#### [Work to complete]
Report each line from the data below that holds the word "skipped".

#### [Records for the task]
PR #5468, opened 2026-09-03
Make a library's declared library dependencies reach its worker

cjkindel:
## The short version

A library can declare that it depends on another library. The engine loaded those dependencies; the worker did not.

The symptom, from CorridorKey: picking an OCIO colour space **worked on the canvas and failed on run**. Its OCIO path reaches into the OpenEXR library, which the orchestrator had loaded and the worker had never heard of. That divergence between editing and running is the exact thing the worker boundary exists to eliminate.

Two reasons it was missed, and the second is the interesting one:

- A worker's list of libraries to load came only from its spawn request, so it never expanded through what those libraries themselves declare.
- Once it did expand, the matching still failed: **a declaration names a git repo, the registry is keyed by library name.** `griptape-nodes-library-openexr` publishes itself as `OpenEXR Library`, so every library not named after its repo missed — silently, because a miss only warns and skips.

**Where to look:** `_library_info_for_repo_name` and its two callers. Both have to agree on every spelling of a declaration URL, since a disagreement only logs.

---

### Targets expand transitively

The target list now expands transitively through each target's declared library dependencies, read from the discovered manifests rather than from `LibraryRegistry`, so this is usable before anything has loaded.

A dependency that cannot be resolved is left out and logged rather than fatal: declarations are `required: false` in practice, and a worker refusing to start because an optional companion library was absent is a worse failure than the feature that companion powers being unavailable.

### The declaration names a REPO; the registry is keyed by NAME

Provisioning installs each download under a repo-name directory, so the path is where the repo name actually appears.

**One normalization for both callers.** A declaration URL may carry an `@ref` suffix and a `.git` extension, and both change the final path segment. The transitive resolver and the target expansion normalized differently, so a pinned declaration resolved for one and missed for the other.

Two adjacent silences went with it: a manifest that could not be read dropped every dependency it declared with **no log at all** (indistinguishable from declaring none), and the install-path fallback answered with whichever entry matched first — so a `FAILURE` record sitting beside the copy that loaded reported "not installed here" for a library that is.

### Retiring the worker-reach-into-orchestrator warning

Included here because it was about this same boundary, and was measuring it wrong.

It fired on every request a worker forwarded during node execution, to warn that fetching orchestrator-owned state per call costs a round trip and returns a view stale on arrival. That concern is real. The rule was not measuring it.

Almost everything it fired on is engine machinery the author never wrote and cannot avoid — `get_parameter_value` issuing `ListConnectionsForNodeRequest` per parameter is the loudest, and it **must** keep forwarding, because connections are authoritative orchestrator state. So the rule overwhelmingly indicted the engine while presenting itself as author guidance.

Its remediation then told you to ignore it, offering a case ("an intentional write, e.g. publishing a parameter value") that goes through `put_event` and never reaches this code at all. A rule that fires constantly on unavoidable machinery and hands you an excuse teaches people to ignore the whole category, which costs more than the round trips it pointed at.

Requests remain the sanctioned boundary — the engine forbids manager access during worker execution and directs authors here — so the guidance moves to the docs, stated once, where it is not competing with a warning that cries wolf. Scoping the rule to library call sites was the alternative; it needs a stack walk on every forwarded request during execution, paying a hot-path cost to warn about hot-path costs.

**Forwarding behavior is unchanged.**


src/griptape_nodes/exe_types/param_components/README.md
```diff
@@ -300,6 +300,8 @@ def after_value_set(self, parameter: Parameter, value: Any) -> None:
 def _validate_api_key(self) -> tuple[str, bool]:
     use_user_api = self.get_parameter_value("api_key_provider") or False
     api_key_name = "USER_KEY" if use_user_api else "GT_CLOUD_API_KEY"
+    # Note: the manager accessor shown here is refused while a node executes in a worker.
+    # New code reads secrets with GetSecretValueRequest; the component below does that for you.
```
collindutter: Should we just show the new pattern rather than documenting this as a gap?

src/griptape_nodes/retained_mode/managers/library_manager.py
```diff
@@ -1081,6 +1081,91 @@ def resolve_transitive_library_deps(
...
+                        repo_name,
+                    )
+                    continue
+                if dep_info.library_name not in expanded:
+                    expanded.append(dep_info.library_name)
+                    queue.append(dep_info.library_name)
+        return expanded
+
+    @staticmethod
+    def _repo_name_from_dependency_url(url: str) -> str:
```
collindutter: Do we need this new wrapping method?

src/griptape_nodes/retained_mode/managers/library_manager.py
```diff
@@ -1081,6 +1081,91 @@ def resolve_transitive_library_deps(
...
+        matches this way.
+        """
+        by_name = self.get_library_info_by_library_name(repo_name)
+        if by_name is not None:
+            return by_name
+        # Both callers need library_name, and one path can hold more than one entry -- a FAILURE
+        # record alongside the copy that loaded -- so a match on the failed one answers "not
+        # installed here" for a library that is. Prefer an entry that actually names itself.
+        matches = [
+            info for info in self._library_file_path_to_info.values() if repo_name in Path(info.library_path).parts
```
collindutter, line 1233: `repo_name in Path(info.library_path).parts`

This matching seems like it could easily false positive. Do we have a more robust version of this anywhere else we could use?

src/griptape_nodes/retained_mode/managers/library_manager.py
```diff
@@ -3985,6 +4070,15 @@ async def load_all_libraries_from_config(self, target_library_names: list[str] |
...
                 return reconcile_failures
 
+            # A worker is told which library it serves, but that library's declared library
+            # dependencies are part of what it needs to run: CorridorKey's OCIO path reaches into
+            # the OpenEXR library, which loaded on the orchestrator and was absent from the worker,
+            # so the feature failed only under worker execution. Runs directly after discovery,
+            # which is what populates the info map it reads -- resolve_transitive_library_deps
+            # cannot serve here because it reads LibraryRegistry and nothing is loaded yet.
+            if target_library_names is not None:
+                target_library_names = self._expand_targets_with_library_dependencies(target_library_names)
```
collindutter, line 4150: I think this skips the install of exec deps of the expanded libraries:

 ```
   load_all_libraries_from_config
     :4079  target_library_names = self._expand_targets_with_library_dependencies(...)   # LOCAL rebind
     :4103  loop skips anything not in that local list        → OpenEXR now loads ✓
     :3989    _load_and_track_library → register_library_from_file_request
     :2715      → install_library_dependencies_request
     :7524          if self._is_worker and pip_dependencies_exec and self._is_one_of_my_target_libraries(name)
     :2757      → _add_library_paths_to_sys_path
     :3307          if self._is_worker and self._is_one_of_my_target_libraries(name)
 ```

`self._is_one_of_my_target_libraries(name)` won't consider the expanded libraries, right?

collindutter (changes requested):

src/griptape_nodes/exe_types/param_components/README.md
cjkindel: This is within a `before` section of the docs for the legacy workers v1 mechanism. Was planning on removing old docs when we remove v1.

src/griptape_nodes/retained_mode/managers/library_manager.py
cjkindel: This is a side-effect of not doing libraries-as-python-packages now. I can implement a workaround for loading libraries as dependencies (but not as a library) but I think this remains hacky until the CorridorKey library depends on GriptapeNodesLibraryOpenColorIO[exec] as a python package with the exec extra.

src/griptape_nodes/retained_mode/managers/library_manager.py
cjkindel: Three callers now, simplified it

src/griptape_nodes/retained_mode/managers/library_manager.py
cjkindel: LibraryInfo has no provenance, just library_path. Created https://github.com/griptape-ai/internal/issues/265 to track a more durable path

collindutter (approved):

PR #5471, opened 2026-09-03
Wait out the writer instead of failing a status file read

cjkindel:
A finished model download reports an error on Windows:

```
[11:13:02] INFO     Successfully downloaded model 'depth-anything/DA3-SMALL'
           ERROR    Failed to get download status: [Errno 13] Permission denied
```

Both lines are the same event, and neither the download nor the poll was wrong.

## What was happening

The collision #5373 diagnosed, reached through a different reader. Every status file write takes an exclusive lock (`_write_download_status` -> `File.write_text` -> os_manager's portalocker write) and holds it across the write and the `fsync`. The terminal `"completed"` write lands exactly when the editor's download panel polls `ListModelDownloadsRequest`.

The read side was a plain `open()` + `json.load()` whose only handler was `(json.JSONDecodeError, KeyError)`. Windows byte-range locks are mandatory, so the reader opens the file and then fails on the locked range — `PermissionError` escaped the read, hit the handler's broad `except Exception`, and became an ERROR-level failure payload.

Two details worth having on the record:

- It is not a cross-process problem. The lock is held per handle, so the writing process cannot read the locked region through a second handle either.
- The bare `[Errno 13] Permission denied` with no path in it is the tell that the failure came from `read()`, not `open()` — the same signature as the traceback in #5373. Reproduced directly:

  ```
  reader raised: PermissionError errno= 13 winerror= None
  str(e) = '[Errno 13] Permission denied'
  ```

## Relationship to #5373 and #5374

#5373 answered this for the startup scan by taking the worker's reader away, and that stands — nothing here re-enables it, and its `TestAppInitializationCompleteWorkerGuard` tests are untouched and still pass. #5374 then kept one listener's failure from taking its siblings down.

This is the reader that cannot be taken away: the editor asks what is downloading while something is downloading. So it has to survive the lock rather than avoid it.

## The fix

`_load_status_file` retries five times, 50 ms apart. The lock is held for milliseconds, so the retry reads the value the writer was in the middle of committing. A file that never frees up drops out of the list with a warning instead of failing the request — a status record is progress metadata, and losing one from a poll costs less than turning that poll into an error an artist has to interpret.

The same retry covers a second window: portalocker opens with mode `"w"`, so it truncates before it locks, and a reader can catch the file at zero bytes and conclude there is no such download.

All three readers go through the helper, with record construction factored into `_build_download_status`. That removed a double read in `_list_all_download_statuses`, which opened each file for its `model_id` and then re-opened it through `_read_model_download_status` — two chances to land on the lock per record.

## Testing

- 7 new tests, including one that takes a real portalocker exclusive lock and one asserting `ListModelDownloads` returns success rather than an error when a read fails. Advisory `flock` makes this inert on Linux and macOS, so the real-lock test is Windows-only; the retry and half-written paths are covered portably.
- `tests/unit/retained_mode/managers/test_model_manager.py`: 24 passed, 0 skipped (on Windows), including #5373's worker-guard tests.
- `tests/unit/retained_mode/managers` + `tests/unit/exe_types/param_components`: 2239 passed, 80 skipped.
- `ruff format --check`, `ruff check`, `typos`: clean.
- `pyright` was not run locally (no node on the dev machine), so CI is the check for types.

### DIFF
--- a/src/griptape_nodes/retained_mode/managers/model_manager.py
+++ b/src/griptape_nodes/retained_mode/managers/model_manager.py
@@ -99,7 +99,8 @@ class DownloadParams:
 
 _DOWNLOAD_PROGRESS_EMIT_INTERVAL = 1.0  # seconds between stdout progress events
 _PROGRESS_PIPE_ENV_VAR = "GRIPTAPE_NODES_PROGRESS_PIPE"  # set by parent to enable JSON stdout emission
-_STATUS_READ_ATTEMPTS = 5  # tries before giving up on a status file a writer is holding
+_STATUS_READ_LOCK_ATTEMPTS = 5  # tries before giving up on a status file a writer is holding
+_STATUS_READ_TORN_ATTEMPTS = 2  # a torn read clears on the next try; a file malformed on disk never does
 _STATUS_READ_RETRY_DELAY = 0.05  # seconds to wait out that writer between tries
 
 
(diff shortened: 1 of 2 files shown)


collindutter (approved):
Won't hold this up but would it be better to make the status file write atomic rather than dealing with the consequences?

#### [Result]
- `tests/unit/retained_mode/managers/test_model_manager.py`: 24 passed, 0 skipped (on Windows), including #5373's worker-guard tests.
- `tests/unit/retained_mode/managers` + `tests/unit/exe_types/param_components`: 2239 passed, 80 skipped.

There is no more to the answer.